The Manic Street Preachers wrote and recorded a song about Johnson, titled "Locust Valley." Released as a B-side on the "Found That Soul" single (2001), "Locust Valley" describes Johnson as "famously unknown/elusive and dismantled".

John Cale's song "Hey Ray" from the Extra Playful EP (2011) is about Cale's encounters with Johnson in New York during the 1960s.

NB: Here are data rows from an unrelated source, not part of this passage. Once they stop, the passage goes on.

PR #529, opened 2026-08-02
fix: serialize shared physical endpoint operations

btli:
## Summary

- own one task-reentrant operation lock per physical network endpoint or serial adapter
- share that lock across logical devices and separate EG4 config-entry coordinators in the same Home Assistant instance
- bind HYBRID/LOCAL/legacy polls, direct writes, deferred parameter reads, quick-charge reads, parameter refreshes, and buffer drains to the shared endpoint boundary
- keep independent endpoints concurrent and preserve concrete pylxpweb transport identity

## Root cause

The coordinator already grouped normal polls by endpoint, but that only serialized poll-versus-poll work inside one update coroutine. pylxpweb correctly protects multi-register operations with a task-reentrant `_op_lock`, but each logical device receives a separate transport object and therefore a separate lock.

That left physical single-slot hardware unprotected across object boundaries: a poll for device A could overlap a named/raw write, deferred parameter load, quick-charge register read, parameter refresh, or startup buffer drain for device B. Separate config entries could also construct independent coordinators for the same endpoint and bypass a coordinator-local registry.

## Design

`EndpointOperationLock` mirrors pylxpweb's task-reentrant operation-lock contract. The integration installs one Home Assistant-scoped instance into every pinned pylxpweb transport sharing a normalized `host:port` or serial-port key. Reusing pylxpweb's existing operation seam has three useful properties:

- complete transport operations remain atomic, including nested named-parameter read/modify/write calls
- concrete `ModbusTransport`, `ModbusSerialTransport`, and `DongleTransport` identity is preserved; no proxy changes `isinstance`, attributes, mocks, or shutdown de-duplication
- steady-state work pays only the existing transport lock acquisition; repeated binding is an identity check, and different endpoints still run concurrently

Reconnect plus write is held as one endpoint transaction so two disconnected device objects cannot dial a single-slot endpoint together. Disconnect is deliberately not held behind the operation lock: coordinator shutdown must close the socket immediately to interrupt a hung read before cancelling background tasks.

## Regression coverage

The deterministic fake single-slot endpoint covers:

- poll versus write on one TCP endpoint
- two devices on one serial adapter
- deferred parameter work versus write
- reconnect plus write on disconnected device transports
- separate config-entry coordinators sharing one physical endpoint
- the deprecated single-device transport path
- shutdown interrupting a lock-held read
- task-reentrant nested operations
- concrete transport behavior after repeated configuration
- continued concurrency for independent endpoints

## Verification

- `pytest -q tests` — **2556 passed, 3 skipped**
- endpoint/group focus — **14 passed**
- coordinator/local/write-path focus — **592 passed** before the final added reconnect regression; the full suite above includes it
- `mypy --config-file tests/mypy.ini custom_components/eg4_web_monitor/` — success, 42 source files
- `prek run --all-files` with the project virtualenv on `PATH` — all hooks passed (YAML, EOF, whitespace, large files, Ruff, Ruff format, mypy)
- `git diff --check` — clean

## Companion PR context

- Audit/RCA index: #524 (ARC-01)
- Mixed transport cadence/starvation fix: #523; orthogonal to this physical-operation boundary
- pylxpweb atomic Quick Charge/H233 logical transaction: joyfulhouse/pylxpweb#260; complementary per-device RMW protection, while this PR protects across transport instances sharing hardware

No register mappings, entity behavior, or polling intervals change in this PR.

## Terminal lifecycle reconciliation

A paired integration/dependency review found that the coordinator only selected transports whose `is_connected` flag was already true. A dongle still inside `connect()` deliberately keeps that flag false until the socket and initial-data phase are usable, so entry unload could skip the terminal seam and allow the old transport to finish connecting after reload. The station de-duplication pass also pre-marked cached identities before proving shutdown had run.

The final shutdown pass now:

- collects legacy, inverter-cache, MID-cache, and station-attached transports before dispatch
- de-duplicates object identities across all four sources
- invokes a concrete `async_shutdown()` regardless of the transient connected flag
- retains reusable `disconnect()` only for older transports that report a live connection

Deterministic regressions cover cached and uncached station transports with a connect held in flight, cache/station identity duplication, no resurrection, and clients without the optional terminal method.

Companion dependency PR joyfulhouse/pylxpweb#263 makes the terminal flag authoritative across connect and request retry boundaries.

Reconciliation verification at `d71c680`:

- shutdown/endpoint focus: **24 passed**
- full integration suite: **2556 passed, 3 skipped**
- Ruff and Ruff format: passed
- strict mypy: **42 source files clean**
- all prek hooks: passed
- `git diff --check`: clean

### DIFF
--- a/custom_components/eg4_web_monitor/coordinator.py
+++ b/custom_components/eg4_web_monitor/coordinator.py
@@ -109,9 +109,14 @@ from .coordinator_mixins import (
     is_transport_link_down as _device_transport_link_down,
 )
 from .const.sensors import SENSOR_TYPES
+from .transport_serialization import (
+    EndpointOperationLock,
+    physical_endpoint_key,
+)
 from .utils import async_write_with_cloud_fallback
 
 _LOGGER = logging.getLogger(__name__)
+_ENDPOINT_OPERATION_LOCKS_DATA = f"{DOMAIN}_endpoint_operation_locks"
 
 PV_STRING_LIFETIME_STORAGE_VERSION = 1
 PV_STRING_LIFETIME_STORAGE_KEY = f"{DOMAIN}_pv_string_lifetime"
@@ -274,6 +279,13 @@ class EG4DataUpdateCoordinator(
             CONF_LOCAL_TRANSPORTS, []
         )
         self._local_transports_attached = False
+        # One lock per physical host:port or serial adapter. pylxpweb's
+        # operation lock is intentionally per transport instance, while this
+        # Home Assistant-scoped registry owns the physical boundary across
+        # logical devices and separate EG4 config-entry coordinators alike.
+        self._endpoint_operation_locks: dict[str, EndpointOperationLock] = (
+            hass.data.setdefault(_ENDPOINT_OPERATION_LOCKS_DATA, {})
+        )
         # Serials whose local-transport attach failed (commonly: the dongle's
         # single TCP slot still held by the previous session right after an
         # HA restart). Retried with a bounded interval each update cycle and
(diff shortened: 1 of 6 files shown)


btli:
Cross-repository shutdown-contract follow-up published in e108fdf, paired with joyfulhouse/pylxpweb#263 commit 0e746ff. RCA: pylxpweb correctly serialized reusable DongleTransport.disconnect with in-flight transactions, but coordinator shutdown calls disconnect before cancelling the task that may own that lock, creating an unload deadlock until the network timeout. The coordinator now feature-detects the concrete terminal async_shutdown seam, which closes the socket without the held operation lock and prevents reconnect; older/ordinary transports retain disconnect fallback. A deterministic fake makes reusable disconnect block behind the held endpoint lock and proves terminal shutdown is selected instead. Verification: 2,553 passed / 3 skipped; 21 focused shutdown/endpoint contracts; strict mypy (42 files), Ruff, prek, and diff checks pass.

btli:
Terminal lifecycle reconciliation is pushed at `d71c680`.

The coordinator now discovers all legacy/cache/station transport objects before one identity-de-duplicated shutdown pass. Concrete terminal-capable transports receive `async_shutdown()` even while `is_connected` is false during a pending dial; older clients retain connected-only reusable `disconnect()`.

New deterministic coverage holds both cached and uncached station connects in flight, proves cache/station duplicates shut down exactly once without resurrection, and covers the no-`async_shutdown` fallback.

Fresh verification: shutdown/endpoint focus 24 passed; full suite 2556 passed, 3 skipped; Ruff/format; strict mypy 42 files; all prek hooks; diff check. Companion retry-boundary fix: joyfulhouse/pylxpweb#263. Left as draft and unmerged.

Canadian art rock band Women's 2010 album Public Strain includes two songs that directly reference Ray Johnson. Locust Valley is the town where Johnson lived in New York State. Venice Lockjaw is a phrase Johnson incorporated in pins that he made to be given away at the Ubi Fluxus ibi Motus exhibit in 1990 at the Venice Biennale. Their 2008 album Women also featured a song called Sag Harbor Bridge, referencing the place of Johnson's death.

==Exhibition history==

Posthumous exhibitions
| Name | Duration | Location | Activity | Solo/Group |
|---|---|---|---|---|
| Ray Johnson. Please Add to and Return | 2009 | Ravens Row | Closed | Solo |
| Ray Johnson and Friends | 2014 | Printed Matter | Closed | Group |
| Ray Johnson Designs | 2014 | The Museum of Modern Art | Closed | Solo |
| PLEASE RETURN TO - Mail Art From the Ray Johnson Archive | 2015 | Richard L. Feigen and Company | Closed | Solo |
| Pushing the Envelope | 2018–2019 | Archives of American Art | Closed | Group |
| Ray Johnson: What A Dump | 2021 | David Zwerner Gallery | Closed | Solo |
| Ray Johnson c/o | 2021–2022 | The Art Institute of Chicago | Closed | Solo |
| PLEASE SEND TO REAL LIFE: Ray Johnson Photographs | 2022 | The Morgan Library and Museum | Closed | Solo |
| Ray Johnson: Paintings and Collages 1950-66 | 2024 | Craig Starr Gallery | Open | Solo |
| Ray Johnson | 2024 | Blum Gallery | Open | Solo |

A temporary exhibition of Ray Johnson's work opened in 2021 at The Art Institute of Chicago, entitled Ray Johnson c/o. The exhibition showed the relationship of Ray Johnson's work to mail art, and the spirit of collaboration and connection that influenced the dispersal of much of his work. Utilizing collection donated to The Art Institute of Chicago by Bill Wilson, a lifelong friend of Johnson's. The exhibition showcased the largest collection of Ray Johnson's work on public display since the artists death. Items on display included the artists popular series of small cardboard collages called 'moticos,' as well as some of the artists earlier work during his time at Black Mountain College.